WORK TO COMPLETE: For the word "Hello", return each line of the data in which it occurs.

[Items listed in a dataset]
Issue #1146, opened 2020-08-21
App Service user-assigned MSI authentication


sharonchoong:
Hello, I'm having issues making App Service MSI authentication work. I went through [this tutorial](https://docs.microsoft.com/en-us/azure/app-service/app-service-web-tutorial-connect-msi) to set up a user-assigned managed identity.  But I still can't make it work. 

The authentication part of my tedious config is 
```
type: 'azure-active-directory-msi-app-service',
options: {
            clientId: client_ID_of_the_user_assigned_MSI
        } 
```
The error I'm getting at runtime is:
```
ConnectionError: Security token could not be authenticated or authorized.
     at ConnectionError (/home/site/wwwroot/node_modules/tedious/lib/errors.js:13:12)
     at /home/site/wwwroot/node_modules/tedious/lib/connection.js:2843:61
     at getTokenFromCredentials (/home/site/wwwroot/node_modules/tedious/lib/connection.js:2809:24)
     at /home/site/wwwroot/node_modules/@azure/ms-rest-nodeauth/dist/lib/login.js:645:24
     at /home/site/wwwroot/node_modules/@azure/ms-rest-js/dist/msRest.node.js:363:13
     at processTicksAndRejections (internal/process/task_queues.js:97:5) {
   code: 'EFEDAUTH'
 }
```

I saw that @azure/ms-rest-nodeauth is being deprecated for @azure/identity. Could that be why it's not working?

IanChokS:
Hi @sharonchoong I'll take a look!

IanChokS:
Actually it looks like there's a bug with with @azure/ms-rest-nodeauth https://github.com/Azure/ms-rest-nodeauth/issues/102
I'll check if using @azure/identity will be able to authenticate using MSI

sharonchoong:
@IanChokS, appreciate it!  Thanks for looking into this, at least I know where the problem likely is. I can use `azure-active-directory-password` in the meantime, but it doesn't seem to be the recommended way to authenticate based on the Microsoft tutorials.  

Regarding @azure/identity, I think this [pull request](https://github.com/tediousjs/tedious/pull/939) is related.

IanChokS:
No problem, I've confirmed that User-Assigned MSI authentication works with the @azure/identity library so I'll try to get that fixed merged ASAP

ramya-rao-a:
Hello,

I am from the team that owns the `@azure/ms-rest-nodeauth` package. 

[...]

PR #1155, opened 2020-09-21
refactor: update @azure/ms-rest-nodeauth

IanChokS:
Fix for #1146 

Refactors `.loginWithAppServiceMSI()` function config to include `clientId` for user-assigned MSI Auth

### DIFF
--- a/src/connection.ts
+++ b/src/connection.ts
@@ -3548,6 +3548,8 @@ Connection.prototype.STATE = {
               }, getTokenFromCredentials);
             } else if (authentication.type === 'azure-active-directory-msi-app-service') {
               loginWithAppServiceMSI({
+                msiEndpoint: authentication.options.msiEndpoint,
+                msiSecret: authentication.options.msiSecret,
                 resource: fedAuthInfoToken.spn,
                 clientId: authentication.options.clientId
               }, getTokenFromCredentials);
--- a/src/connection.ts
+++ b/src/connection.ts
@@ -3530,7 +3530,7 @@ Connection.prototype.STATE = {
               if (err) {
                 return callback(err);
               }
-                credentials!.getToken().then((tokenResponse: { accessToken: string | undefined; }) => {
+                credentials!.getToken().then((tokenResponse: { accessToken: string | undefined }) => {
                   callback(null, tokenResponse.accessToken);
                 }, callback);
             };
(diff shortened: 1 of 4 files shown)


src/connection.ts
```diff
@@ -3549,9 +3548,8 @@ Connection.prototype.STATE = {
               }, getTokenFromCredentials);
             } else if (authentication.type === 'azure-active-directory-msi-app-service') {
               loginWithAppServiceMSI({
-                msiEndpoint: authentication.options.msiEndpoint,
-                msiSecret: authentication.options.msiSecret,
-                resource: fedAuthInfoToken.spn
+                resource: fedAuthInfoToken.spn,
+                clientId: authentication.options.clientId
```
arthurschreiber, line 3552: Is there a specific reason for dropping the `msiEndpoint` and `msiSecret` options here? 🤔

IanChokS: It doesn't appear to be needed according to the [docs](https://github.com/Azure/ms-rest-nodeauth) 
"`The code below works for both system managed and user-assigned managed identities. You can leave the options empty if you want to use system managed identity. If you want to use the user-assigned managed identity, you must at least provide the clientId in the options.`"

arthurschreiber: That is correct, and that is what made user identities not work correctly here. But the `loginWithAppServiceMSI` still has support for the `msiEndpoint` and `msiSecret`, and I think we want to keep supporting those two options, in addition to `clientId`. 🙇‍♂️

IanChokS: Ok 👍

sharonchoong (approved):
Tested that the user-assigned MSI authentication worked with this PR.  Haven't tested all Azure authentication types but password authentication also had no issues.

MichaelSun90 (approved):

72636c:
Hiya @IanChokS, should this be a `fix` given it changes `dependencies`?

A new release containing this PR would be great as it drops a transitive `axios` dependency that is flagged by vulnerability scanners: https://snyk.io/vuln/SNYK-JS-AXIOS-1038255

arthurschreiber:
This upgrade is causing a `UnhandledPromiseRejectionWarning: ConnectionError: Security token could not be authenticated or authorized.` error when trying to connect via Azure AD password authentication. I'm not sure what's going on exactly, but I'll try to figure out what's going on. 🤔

...

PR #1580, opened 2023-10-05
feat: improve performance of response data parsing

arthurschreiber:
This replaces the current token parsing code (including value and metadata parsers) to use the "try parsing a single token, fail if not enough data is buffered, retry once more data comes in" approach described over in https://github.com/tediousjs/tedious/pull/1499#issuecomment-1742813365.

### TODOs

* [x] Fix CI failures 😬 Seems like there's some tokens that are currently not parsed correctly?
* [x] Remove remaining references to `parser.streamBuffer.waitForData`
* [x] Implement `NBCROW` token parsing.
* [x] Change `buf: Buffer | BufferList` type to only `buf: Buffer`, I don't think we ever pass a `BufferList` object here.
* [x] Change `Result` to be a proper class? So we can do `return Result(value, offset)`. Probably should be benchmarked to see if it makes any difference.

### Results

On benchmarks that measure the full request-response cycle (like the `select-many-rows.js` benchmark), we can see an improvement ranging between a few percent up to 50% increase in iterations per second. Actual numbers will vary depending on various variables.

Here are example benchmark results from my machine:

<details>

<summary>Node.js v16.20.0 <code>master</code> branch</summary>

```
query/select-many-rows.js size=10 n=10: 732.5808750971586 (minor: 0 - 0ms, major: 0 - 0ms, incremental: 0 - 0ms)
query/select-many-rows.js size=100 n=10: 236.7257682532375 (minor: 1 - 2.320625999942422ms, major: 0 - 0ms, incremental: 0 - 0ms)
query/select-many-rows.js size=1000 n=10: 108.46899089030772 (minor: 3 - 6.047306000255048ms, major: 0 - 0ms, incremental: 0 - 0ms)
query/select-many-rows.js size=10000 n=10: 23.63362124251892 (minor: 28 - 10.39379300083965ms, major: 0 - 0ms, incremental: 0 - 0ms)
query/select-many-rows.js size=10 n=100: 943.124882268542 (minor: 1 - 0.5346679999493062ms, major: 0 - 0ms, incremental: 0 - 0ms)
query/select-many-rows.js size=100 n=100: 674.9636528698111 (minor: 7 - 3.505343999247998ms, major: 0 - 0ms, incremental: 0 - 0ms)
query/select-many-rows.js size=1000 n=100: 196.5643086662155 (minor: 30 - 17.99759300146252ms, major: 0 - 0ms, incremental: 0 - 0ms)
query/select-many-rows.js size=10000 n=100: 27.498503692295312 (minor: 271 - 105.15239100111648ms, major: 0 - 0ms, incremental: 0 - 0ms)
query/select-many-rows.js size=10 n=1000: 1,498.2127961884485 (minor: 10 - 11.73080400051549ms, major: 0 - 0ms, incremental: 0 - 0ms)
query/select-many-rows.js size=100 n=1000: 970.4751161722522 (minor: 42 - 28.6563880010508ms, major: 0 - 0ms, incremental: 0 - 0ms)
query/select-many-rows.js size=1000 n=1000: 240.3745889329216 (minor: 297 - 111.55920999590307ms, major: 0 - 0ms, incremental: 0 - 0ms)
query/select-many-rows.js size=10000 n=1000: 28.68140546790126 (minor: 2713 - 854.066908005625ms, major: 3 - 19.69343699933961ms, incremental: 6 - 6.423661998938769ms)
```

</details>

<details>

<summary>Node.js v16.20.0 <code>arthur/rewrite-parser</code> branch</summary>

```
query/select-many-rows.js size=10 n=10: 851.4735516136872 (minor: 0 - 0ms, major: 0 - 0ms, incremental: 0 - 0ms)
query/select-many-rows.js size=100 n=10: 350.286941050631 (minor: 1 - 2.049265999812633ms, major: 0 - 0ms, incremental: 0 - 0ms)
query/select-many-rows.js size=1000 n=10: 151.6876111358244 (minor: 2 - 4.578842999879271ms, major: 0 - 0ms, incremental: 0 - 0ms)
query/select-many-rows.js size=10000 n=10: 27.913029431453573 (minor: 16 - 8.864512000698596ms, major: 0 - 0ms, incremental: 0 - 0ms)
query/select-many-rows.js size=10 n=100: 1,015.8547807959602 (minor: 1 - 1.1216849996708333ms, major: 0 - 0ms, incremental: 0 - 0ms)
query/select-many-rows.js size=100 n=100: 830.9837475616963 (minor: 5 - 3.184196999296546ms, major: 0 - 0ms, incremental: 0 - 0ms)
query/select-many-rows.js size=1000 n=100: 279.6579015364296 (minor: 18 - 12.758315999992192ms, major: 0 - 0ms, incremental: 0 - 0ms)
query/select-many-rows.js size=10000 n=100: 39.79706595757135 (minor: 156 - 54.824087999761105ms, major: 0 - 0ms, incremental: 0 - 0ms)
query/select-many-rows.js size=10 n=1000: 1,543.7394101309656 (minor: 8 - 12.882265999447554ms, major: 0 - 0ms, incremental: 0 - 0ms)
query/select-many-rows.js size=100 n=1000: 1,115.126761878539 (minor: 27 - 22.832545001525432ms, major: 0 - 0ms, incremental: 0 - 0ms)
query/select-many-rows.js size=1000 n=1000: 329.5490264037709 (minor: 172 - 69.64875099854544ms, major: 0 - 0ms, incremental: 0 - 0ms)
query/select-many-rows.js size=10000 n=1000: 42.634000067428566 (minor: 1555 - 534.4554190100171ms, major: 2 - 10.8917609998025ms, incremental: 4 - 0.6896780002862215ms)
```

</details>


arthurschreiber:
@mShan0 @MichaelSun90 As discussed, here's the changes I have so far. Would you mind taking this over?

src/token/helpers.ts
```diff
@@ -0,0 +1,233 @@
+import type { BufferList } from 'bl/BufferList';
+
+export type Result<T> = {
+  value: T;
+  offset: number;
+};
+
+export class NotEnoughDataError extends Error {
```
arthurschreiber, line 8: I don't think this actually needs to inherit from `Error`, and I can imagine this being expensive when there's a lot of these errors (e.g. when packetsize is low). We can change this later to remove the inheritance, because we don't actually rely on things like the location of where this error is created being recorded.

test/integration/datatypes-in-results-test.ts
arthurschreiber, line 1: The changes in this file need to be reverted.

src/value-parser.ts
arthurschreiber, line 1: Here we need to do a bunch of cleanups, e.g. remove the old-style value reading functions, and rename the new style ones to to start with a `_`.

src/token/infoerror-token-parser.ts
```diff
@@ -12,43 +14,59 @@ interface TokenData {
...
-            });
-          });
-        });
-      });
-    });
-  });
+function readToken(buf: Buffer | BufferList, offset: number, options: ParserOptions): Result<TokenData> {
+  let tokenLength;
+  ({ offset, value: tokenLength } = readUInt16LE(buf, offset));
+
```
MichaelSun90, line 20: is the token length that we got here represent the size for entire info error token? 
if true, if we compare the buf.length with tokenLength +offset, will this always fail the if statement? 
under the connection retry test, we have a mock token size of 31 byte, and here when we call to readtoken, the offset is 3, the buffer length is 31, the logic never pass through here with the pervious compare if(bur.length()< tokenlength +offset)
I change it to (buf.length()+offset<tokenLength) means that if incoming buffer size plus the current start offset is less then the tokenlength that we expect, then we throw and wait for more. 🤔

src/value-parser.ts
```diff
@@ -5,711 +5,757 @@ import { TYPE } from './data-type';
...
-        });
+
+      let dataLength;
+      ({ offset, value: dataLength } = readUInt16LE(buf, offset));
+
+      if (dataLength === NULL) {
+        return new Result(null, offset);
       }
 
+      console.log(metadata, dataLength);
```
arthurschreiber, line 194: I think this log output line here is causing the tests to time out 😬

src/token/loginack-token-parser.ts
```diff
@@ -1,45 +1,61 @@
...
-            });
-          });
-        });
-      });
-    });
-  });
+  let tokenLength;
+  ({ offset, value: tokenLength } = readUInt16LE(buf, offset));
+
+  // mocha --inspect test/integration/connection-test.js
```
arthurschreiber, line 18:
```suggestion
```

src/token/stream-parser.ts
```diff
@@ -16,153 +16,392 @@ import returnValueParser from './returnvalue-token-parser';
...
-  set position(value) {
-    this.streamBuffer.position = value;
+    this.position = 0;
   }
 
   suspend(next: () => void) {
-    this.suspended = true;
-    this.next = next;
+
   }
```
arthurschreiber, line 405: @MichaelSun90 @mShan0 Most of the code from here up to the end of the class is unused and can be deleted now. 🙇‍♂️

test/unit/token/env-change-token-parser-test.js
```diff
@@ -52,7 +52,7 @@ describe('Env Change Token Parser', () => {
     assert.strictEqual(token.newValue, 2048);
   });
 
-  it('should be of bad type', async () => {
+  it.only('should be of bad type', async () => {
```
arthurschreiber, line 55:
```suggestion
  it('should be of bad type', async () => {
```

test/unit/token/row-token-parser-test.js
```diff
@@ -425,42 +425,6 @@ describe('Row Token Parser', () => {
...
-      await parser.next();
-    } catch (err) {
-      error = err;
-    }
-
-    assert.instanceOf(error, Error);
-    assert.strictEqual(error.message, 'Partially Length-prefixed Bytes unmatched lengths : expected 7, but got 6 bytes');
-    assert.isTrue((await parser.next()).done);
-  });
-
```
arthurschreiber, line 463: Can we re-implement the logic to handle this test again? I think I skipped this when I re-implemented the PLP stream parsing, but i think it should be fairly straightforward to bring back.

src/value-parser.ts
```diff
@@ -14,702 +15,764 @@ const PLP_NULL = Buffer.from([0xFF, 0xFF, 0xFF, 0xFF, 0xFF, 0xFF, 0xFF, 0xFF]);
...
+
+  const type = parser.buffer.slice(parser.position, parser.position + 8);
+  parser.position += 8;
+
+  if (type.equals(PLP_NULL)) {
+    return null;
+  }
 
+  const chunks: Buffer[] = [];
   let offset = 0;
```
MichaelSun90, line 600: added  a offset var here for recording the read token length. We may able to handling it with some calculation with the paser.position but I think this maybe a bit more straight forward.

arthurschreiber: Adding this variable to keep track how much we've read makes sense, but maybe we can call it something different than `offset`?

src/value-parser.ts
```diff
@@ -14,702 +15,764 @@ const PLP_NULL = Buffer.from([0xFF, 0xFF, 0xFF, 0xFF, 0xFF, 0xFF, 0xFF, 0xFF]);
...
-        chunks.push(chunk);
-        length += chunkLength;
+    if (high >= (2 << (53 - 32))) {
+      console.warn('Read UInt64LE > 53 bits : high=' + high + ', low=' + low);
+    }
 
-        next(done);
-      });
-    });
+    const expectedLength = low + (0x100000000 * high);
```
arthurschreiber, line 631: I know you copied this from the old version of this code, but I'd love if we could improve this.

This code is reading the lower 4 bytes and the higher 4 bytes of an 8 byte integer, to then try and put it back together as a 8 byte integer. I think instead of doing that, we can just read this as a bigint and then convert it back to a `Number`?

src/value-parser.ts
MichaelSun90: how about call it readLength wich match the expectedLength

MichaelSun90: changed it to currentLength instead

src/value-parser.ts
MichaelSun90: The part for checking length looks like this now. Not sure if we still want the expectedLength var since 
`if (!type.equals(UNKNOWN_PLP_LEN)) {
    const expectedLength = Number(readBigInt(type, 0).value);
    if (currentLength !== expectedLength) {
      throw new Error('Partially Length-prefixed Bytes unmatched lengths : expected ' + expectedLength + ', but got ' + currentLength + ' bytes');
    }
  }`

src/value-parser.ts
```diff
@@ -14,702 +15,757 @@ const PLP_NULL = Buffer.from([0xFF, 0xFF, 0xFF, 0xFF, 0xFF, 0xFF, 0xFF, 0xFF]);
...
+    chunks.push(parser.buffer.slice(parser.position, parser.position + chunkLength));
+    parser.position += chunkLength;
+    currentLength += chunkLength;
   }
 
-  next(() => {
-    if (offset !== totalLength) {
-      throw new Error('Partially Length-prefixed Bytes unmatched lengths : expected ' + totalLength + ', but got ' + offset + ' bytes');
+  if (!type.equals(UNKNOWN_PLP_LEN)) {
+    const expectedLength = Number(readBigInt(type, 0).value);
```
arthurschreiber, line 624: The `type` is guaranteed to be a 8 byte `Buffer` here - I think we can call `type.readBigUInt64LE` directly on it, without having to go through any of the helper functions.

* * *

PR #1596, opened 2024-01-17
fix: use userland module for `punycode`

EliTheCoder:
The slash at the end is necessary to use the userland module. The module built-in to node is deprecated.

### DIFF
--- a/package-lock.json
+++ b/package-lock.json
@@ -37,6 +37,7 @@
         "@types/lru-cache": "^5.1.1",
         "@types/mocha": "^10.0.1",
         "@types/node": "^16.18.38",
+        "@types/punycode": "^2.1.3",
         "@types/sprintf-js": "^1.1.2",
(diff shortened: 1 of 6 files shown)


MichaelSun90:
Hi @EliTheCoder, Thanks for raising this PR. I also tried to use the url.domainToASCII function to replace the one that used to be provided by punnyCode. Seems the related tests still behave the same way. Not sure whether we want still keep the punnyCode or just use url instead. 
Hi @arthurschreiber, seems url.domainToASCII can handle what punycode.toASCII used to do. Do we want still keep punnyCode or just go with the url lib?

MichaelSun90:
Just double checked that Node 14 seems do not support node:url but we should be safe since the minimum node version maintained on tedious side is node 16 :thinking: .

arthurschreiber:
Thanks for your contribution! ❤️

EXERCISE RESPONSE:
Hello, I'm having issues making App Service MSI authentication work. I went through [this tutorial](https://docs.microsoft.com/en-us/azure/app-service/app-service-web-tutorial-connect-msi) to set up a user-assigned managed identity.  But I still can't make it work. 
Hello,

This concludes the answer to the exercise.